Liczba postów: 235
Liczba wątków: 1
Dołączył: 10 2017
13-11-2020, 09:54
(Ten post był ostatnio modyfikowany: 13-11-2020, 09:55 przez Olfan.)
Hej, Fantom, jak już masz rękę do takich "szpetot", to proponuję na następny projekt HMS Tiger lub HMS Blake, te zimnowojenne. Jest pewne podobieństwo. :-)
Pozdrawiam!
Jan Olfan
Buduj! Buduj! - Jacky Fisher
Liczba postów: 1,795
Liczba wątków: 25
Dołączył: 10 2009
14-11-2020, 06:51
(Ten post był ostatnio modyfikowany: 14-11-2020, 06:52 przez Japończyk.)
Fantom, świetna robota. Po Suffolku, ja jednak czekam na któryś I wojenny brytyjski krążownik pancerny
Trzy pierścienie dla królów elfów...
Liczba postów: 877
Liczba wątków: 11
Dołączył: 07 2009
Hm, skoro wątek powoli przeradza się w koncert życzeń, to ja nieśmiało spytam Cię Fantom, czy nie chciałbyś mieć w kolekcji fajnego modelu Rodneya lub Nelsona? Też były brzydkie, brytyjskie, no i miały fajny kamuflaż.
Pozdrawiam.
Liczba postów: 235
Liczba wątków: 1
Dołączył: 10 2017
Spychacz... Sam jesteś brzydki...
Pozdrawiam!
Jan Olfan
Buduj! Buduj! - Jacky Fisher
Liczba postów: 11
Liczba wątków: 0
Dołączył: 11 2020
14-11-2020, 09:00
(Ten post był ostatnio modyfikowany: 14-11-2020, 09:02 przez Gryzli.)
To moze jeszcze ja sie dolacze do koncertu zyczen. Najchetniej widzialbym cos na "R" ktorych opracowan albo nie bylo albo trzeba uznac ze nie bylo bo wolaja o pomste do nieba. Mianowicie HMS Rodney, HMS Renown po 39roku, ten moze byl by szybszy bo do wykorzystania jest Repulse, albo Francuz Richelieu, ale w wersji nie "amerykanskiej ".
Liczba postów: 877
Liczba wątków: 11
Dołączył: 07 2009
14-11-2020, 09:15
(Ten post był ostatnio modyfikowany: 14-11-2020, 09:16 przez Spychacz.)

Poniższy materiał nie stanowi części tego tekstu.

PR #81, opened 2021-07-12
VUE-589 KvToast

ryan-ludwig:
This should be nearly a drop-in replacement for KvTipMessage, though I'd like to handle watching the $route within TheTipMessage.vue instead.

### DIFF
--- a/@kiva/kv-components/vue/stories/KvToast.stories.js
+++ b/@kiva/kv-components/vue/stories/KvToast.stories.js
@@ -1,0 +1,74 @@
+import KvButton from '../KvButton.vue';
+import KvToast from '../KvToast.vue';
+
+export default {
+	title: 'KvToast',
+	component: KvToast,
+	args: {
+		message: 'Sucessfully added to basket!',
+		persist: false,
+		type: 'confirmation',
+	},
+	argTypes: {
+		message: {
+			control: {
+				type: 'text',
+			},
+		},
+		type: {
+			options: ['confirmation', 'warning', 'error'],
+			control: {
+				type: 'select',
+			},
+		},
+		persist: {
+			control: {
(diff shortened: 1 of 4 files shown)


BoulderBrains:
This toast message looks really nice, I like the type warning on the left (indicated by color & icon) and the messaging along the right. The entrance and exit animations are nice and smooth 👍 

The only issue I found was that for med->large screens, in the "With long text and html" story, the messaging wasn't contained to the view completely. 
Screen Shot 2021-07-13 at 8 44 29 AM

mcstover (approved):

BoulderBrains (approved):

@kiva/kv-components/vue/stories/KvToast.stories.js
```diff
@@ -0,0 +1,74 @@
...
+		KvToast,
+		KvButton,
+	},
+	template: `
+		<div>
+			<kv-button @click="showToast(message, type, persist)">Show Toast</kv-button>
+
+			<!-- div below is a kludge for storybook docs -->
+			<div class="tw-fixed tw-inset-0 tw-pointer-events-none">
+				<div class="tw-fixed tw-z-toast tw-left-0 tw-right-0 tw-top-2 tw-pointer-events-auto">
```
mcstover, line 46: Should we have these style classes (ie tw-fixed, tw-z-toast and positiontion classes) embedded in the toast component? I think with those added, this component becomes something that can be used as a stand along component in some cases so graphql isn't a dependency.

ryan-ludwig: Since the toast may change positions depending on breakpoint and the height of the navigation, planning on handling positioning at the app level.

PR #158, opened 2022-01-06
test: moves component tests to dedicated packages

emuvente:
This is the least complicated way I was able to get this working. By separating the testing for vue 2 and vue 3 into different packages, we're able to completely separate the dependencies and test configurations, making it very simple to setup each test environment. The most complex part of this is that the test packages have to manually copy the kv-components source files out of node_modules for babel & jest to properly recognize them.


ryan-ludwig (approved):

mcstover:
This is very clever. It seems now that there may be some incompatibility across the version of Testing Library. So I'm wondering if we can update the Vue 2 dep on v5.x to v6.x and it's new api.

roger-in-kiva:
Running well.
I tried to have an error modifying the button ref name, and it was not reported. It is just reporting a warning in kvtoast component.

roger-in-kiva (approved):

emuvente:
@mcstover I just added a util function for providing Vue Router to the Testing Library render function in the appropriate way for either Vue version, and it looks like that cleared up in the incompatibility issues.

PR #160, opened 2022-01-07
feat: kvtabpanel component was rewritten using compositon api and a b…

roger-in-kiva:
kvtabpanel component was rewritten using compositon api and a basic testing file was added


emuvente (approved):
Looks good!

PR #161, opened 2022-01-07
feat: kvtab component was rewritten using composition api

roger-in-kiva:
kvtab component was rewritten using composition api


emuvente (approved):
Looks good! Note: we should note this as a breaking change in the merge commit because of the switch from `for` to `forPanel` for the prop name.

PR #163, opened 2022-01-18
chore: use Vue 2 & composition api for storybook

emuvente:
Needed to add composition API to storybook config and ensure Vue 2 was being used for this to work properly.


roger-in-kiva (approved):
vue-demi tricks.
Great!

Olfan...ale Rodney był tak brzydki, że aż ładny. Nie ukrywam, że to jedno z moich modelarskich marzeń.
Pozdrawiam.
Liczba postów: 1,062
Liczba wątków: 19
Dołączył: 02 2009
uwielbiam koncerty życzeń :-)
Ja już nic nie gadam; jeszcze Repulse przede mną, jeszcze Malaya .....
Ale też podskakuję co wejście Fantoma co On wybierze, co On wybierze... ?
Kurde chłopaku uzależniasz :-)
No i bądź tu mądry; na półce Kent, teraz kończy Suffolka ileż można mieć fajek pokoju. O Londonie nie wspomnę
Ciężki los ,....
Pzdr
Liczba postów: 235
Liczba wątków: 1
Dołączył: 10 2017
Ja przede wszystkim życzę FantomModel ukończenia Suffolka i pomyślnego wydania. Tematów do roboty jest bez liku. Wydawało mi się, że Rodney to oklepany temat, coś niemal jak Bismarck.
Pozdrawiam!
Jan Olfan
Buduj! Buduj! - Jacky Fisher
Liczba postów: 441
Liczba wątków: 12
Dołączył: 03 2015
Panowie, ale Rodney był już i w Fly i w Dom Bumagi. Nie są ok? No chyba że chodzi wam o tego Rodney-a:
https://en.wikipedia.org/wiki/HMS_Rodney_(1884)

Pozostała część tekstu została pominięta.